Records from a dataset
==========

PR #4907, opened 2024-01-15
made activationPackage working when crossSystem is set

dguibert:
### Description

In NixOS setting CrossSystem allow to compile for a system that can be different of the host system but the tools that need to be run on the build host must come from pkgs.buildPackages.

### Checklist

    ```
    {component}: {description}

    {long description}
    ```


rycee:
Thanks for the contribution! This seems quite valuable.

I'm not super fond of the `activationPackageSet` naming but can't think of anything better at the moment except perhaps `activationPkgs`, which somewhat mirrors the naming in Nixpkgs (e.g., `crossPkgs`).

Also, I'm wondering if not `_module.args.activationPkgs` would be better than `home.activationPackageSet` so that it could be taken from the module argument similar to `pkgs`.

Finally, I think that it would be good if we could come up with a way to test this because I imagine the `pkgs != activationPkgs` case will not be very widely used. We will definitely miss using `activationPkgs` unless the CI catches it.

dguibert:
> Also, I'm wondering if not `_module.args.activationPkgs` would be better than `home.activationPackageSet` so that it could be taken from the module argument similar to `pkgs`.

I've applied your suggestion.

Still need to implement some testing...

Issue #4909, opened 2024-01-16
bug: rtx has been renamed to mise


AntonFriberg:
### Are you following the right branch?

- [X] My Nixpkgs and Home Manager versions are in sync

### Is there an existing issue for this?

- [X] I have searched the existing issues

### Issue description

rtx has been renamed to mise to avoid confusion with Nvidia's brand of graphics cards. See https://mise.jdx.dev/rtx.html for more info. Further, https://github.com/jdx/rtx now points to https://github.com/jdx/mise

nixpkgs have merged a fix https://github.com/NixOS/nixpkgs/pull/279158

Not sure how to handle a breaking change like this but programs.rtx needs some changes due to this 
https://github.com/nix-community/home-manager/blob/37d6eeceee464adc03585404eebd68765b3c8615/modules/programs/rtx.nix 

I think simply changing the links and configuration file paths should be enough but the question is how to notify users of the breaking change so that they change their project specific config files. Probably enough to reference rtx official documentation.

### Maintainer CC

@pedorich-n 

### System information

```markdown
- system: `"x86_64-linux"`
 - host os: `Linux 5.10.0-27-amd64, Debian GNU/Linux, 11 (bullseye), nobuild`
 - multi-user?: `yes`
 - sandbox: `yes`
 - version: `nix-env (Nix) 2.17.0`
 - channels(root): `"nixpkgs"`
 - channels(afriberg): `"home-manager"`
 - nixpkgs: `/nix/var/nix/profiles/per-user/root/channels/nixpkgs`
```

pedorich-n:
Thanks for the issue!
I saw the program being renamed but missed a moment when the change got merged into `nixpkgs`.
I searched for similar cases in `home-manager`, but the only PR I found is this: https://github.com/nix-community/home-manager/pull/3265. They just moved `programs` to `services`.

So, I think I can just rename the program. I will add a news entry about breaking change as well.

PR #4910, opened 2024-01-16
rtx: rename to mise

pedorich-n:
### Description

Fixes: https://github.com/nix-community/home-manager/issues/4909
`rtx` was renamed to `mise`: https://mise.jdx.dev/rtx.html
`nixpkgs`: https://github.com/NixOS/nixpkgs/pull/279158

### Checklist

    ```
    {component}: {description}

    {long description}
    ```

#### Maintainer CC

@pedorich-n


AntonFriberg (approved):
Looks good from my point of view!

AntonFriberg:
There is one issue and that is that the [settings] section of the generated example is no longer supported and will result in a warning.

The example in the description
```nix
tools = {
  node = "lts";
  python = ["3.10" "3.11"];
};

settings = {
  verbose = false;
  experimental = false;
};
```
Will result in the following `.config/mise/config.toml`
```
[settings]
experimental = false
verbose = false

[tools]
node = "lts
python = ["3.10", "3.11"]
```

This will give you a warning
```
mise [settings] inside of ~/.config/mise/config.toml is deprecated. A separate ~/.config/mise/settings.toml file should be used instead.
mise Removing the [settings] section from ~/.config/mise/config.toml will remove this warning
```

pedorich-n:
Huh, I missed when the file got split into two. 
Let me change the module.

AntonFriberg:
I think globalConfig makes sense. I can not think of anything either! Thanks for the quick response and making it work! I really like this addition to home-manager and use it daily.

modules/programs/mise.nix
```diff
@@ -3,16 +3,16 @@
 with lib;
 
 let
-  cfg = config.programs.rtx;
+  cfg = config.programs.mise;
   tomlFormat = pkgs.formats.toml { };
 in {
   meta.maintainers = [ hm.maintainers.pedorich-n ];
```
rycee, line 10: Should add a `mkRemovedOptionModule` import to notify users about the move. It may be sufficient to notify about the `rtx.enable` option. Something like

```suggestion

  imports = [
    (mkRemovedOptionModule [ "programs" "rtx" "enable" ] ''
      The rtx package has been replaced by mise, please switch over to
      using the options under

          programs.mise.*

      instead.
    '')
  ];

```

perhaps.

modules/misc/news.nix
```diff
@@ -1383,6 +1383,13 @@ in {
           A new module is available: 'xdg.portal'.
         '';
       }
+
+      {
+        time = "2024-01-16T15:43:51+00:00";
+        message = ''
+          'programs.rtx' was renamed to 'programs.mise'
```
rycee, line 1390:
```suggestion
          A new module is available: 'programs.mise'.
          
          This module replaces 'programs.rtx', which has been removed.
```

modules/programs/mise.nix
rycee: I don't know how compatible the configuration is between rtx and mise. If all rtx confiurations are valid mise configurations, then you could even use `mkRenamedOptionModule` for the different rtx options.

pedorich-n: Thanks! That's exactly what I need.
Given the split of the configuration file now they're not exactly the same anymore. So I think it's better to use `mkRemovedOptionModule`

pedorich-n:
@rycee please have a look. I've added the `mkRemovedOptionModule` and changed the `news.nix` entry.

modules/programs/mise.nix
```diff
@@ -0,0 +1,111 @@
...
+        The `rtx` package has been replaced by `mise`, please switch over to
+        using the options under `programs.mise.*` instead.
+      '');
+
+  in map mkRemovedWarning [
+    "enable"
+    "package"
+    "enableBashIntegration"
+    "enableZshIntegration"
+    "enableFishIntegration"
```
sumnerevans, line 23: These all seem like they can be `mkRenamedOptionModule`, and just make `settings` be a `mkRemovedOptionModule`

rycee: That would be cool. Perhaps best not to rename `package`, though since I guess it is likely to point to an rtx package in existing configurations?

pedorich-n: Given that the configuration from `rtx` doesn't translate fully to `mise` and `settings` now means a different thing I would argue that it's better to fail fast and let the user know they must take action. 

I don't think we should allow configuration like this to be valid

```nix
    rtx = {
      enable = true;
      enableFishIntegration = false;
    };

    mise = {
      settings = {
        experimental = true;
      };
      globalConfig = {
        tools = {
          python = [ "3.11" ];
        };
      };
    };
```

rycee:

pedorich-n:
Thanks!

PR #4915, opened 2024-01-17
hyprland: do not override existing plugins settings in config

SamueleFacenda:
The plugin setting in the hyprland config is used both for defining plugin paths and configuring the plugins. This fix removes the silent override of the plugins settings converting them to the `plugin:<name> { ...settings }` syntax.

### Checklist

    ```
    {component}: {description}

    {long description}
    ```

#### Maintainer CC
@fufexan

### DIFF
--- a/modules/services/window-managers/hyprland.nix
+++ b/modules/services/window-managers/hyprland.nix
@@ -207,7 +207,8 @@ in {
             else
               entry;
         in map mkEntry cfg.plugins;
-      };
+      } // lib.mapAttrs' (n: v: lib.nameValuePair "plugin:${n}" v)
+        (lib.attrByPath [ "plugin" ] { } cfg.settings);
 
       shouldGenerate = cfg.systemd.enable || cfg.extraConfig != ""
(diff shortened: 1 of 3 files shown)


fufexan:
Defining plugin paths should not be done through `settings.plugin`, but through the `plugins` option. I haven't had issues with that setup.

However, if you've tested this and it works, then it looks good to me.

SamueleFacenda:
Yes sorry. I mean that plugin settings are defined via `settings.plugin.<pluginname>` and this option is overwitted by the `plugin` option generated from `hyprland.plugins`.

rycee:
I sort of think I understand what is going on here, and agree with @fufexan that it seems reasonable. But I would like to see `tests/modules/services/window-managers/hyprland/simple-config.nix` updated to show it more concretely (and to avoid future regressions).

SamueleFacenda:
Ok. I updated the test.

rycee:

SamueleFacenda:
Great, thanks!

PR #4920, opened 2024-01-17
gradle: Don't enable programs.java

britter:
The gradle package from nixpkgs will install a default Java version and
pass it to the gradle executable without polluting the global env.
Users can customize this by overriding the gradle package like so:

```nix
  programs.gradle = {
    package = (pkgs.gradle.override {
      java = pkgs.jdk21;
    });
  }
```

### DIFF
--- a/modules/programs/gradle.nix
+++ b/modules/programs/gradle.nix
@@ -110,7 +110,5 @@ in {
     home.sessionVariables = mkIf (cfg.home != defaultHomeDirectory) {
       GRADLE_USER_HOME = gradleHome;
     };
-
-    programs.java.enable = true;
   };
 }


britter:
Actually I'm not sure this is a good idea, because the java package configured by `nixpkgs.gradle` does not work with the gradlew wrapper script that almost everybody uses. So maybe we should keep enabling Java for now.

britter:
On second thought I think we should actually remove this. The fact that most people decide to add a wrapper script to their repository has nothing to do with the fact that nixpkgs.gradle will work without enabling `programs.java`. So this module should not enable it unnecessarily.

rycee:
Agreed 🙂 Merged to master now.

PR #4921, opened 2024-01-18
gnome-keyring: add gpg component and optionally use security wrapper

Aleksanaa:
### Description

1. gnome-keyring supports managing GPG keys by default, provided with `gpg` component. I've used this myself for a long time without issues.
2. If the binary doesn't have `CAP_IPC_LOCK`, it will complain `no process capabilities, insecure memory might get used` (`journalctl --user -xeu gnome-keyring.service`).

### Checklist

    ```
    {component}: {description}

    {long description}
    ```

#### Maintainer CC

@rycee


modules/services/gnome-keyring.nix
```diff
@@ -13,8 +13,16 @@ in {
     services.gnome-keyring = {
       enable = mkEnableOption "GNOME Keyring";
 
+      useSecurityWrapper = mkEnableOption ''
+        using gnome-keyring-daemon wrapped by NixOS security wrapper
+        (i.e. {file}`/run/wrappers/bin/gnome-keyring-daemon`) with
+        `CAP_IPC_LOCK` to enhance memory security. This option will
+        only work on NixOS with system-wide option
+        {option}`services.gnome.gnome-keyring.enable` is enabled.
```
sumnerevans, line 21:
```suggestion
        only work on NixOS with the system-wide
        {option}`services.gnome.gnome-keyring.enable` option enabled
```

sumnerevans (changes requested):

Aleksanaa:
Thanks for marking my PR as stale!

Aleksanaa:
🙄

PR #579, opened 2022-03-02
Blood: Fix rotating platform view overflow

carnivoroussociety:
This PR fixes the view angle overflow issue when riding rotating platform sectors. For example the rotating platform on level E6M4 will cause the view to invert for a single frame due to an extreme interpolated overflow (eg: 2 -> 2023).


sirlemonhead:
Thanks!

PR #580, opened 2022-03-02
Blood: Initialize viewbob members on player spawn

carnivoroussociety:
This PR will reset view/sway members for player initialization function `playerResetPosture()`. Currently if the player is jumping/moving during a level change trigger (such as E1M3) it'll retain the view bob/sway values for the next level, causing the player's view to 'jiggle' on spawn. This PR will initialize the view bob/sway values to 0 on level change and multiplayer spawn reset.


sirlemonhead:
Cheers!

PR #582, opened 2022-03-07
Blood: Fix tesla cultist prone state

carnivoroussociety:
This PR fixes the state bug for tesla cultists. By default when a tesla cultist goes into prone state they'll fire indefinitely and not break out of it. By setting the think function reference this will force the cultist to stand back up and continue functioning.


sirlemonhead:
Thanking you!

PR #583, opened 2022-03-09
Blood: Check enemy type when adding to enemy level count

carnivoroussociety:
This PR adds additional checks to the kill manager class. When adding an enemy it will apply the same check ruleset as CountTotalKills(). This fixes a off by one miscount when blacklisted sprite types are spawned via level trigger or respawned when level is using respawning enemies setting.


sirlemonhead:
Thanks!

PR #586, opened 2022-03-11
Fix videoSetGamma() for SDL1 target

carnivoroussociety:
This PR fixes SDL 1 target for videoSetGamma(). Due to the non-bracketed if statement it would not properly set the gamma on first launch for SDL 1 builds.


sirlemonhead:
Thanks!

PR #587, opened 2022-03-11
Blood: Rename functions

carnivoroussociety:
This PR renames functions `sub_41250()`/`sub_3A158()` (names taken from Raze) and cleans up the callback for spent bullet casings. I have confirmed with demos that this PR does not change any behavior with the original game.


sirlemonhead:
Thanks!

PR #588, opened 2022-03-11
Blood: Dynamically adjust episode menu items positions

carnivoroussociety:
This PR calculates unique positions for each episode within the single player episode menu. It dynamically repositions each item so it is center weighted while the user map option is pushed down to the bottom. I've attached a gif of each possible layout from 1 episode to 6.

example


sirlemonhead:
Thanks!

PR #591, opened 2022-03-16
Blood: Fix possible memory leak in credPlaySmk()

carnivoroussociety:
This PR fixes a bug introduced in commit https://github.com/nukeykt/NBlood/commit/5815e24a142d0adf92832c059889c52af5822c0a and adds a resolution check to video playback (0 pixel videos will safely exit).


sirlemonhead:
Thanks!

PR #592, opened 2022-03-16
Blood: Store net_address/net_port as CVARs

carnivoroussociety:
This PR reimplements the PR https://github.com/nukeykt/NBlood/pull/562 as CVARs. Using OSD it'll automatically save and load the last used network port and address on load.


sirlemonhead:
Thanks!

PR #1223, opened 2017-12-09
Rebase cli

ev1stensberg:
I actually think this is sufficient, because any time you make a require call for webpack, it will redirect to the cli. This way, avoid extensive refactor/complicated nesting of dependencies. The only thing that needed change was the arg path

==========

_Exercise objective_
Lines in the records above that carry the word "valid" are to be located and copied.

_Exercise result_
rycee: I don't know how compatible the configuration is between rtx and mise. If all rtx confiurations are valid mise configurations, then you could even use `mkRenamedOptionModule` for the different rtx options.
I don't think we should allow configuration like this to be valid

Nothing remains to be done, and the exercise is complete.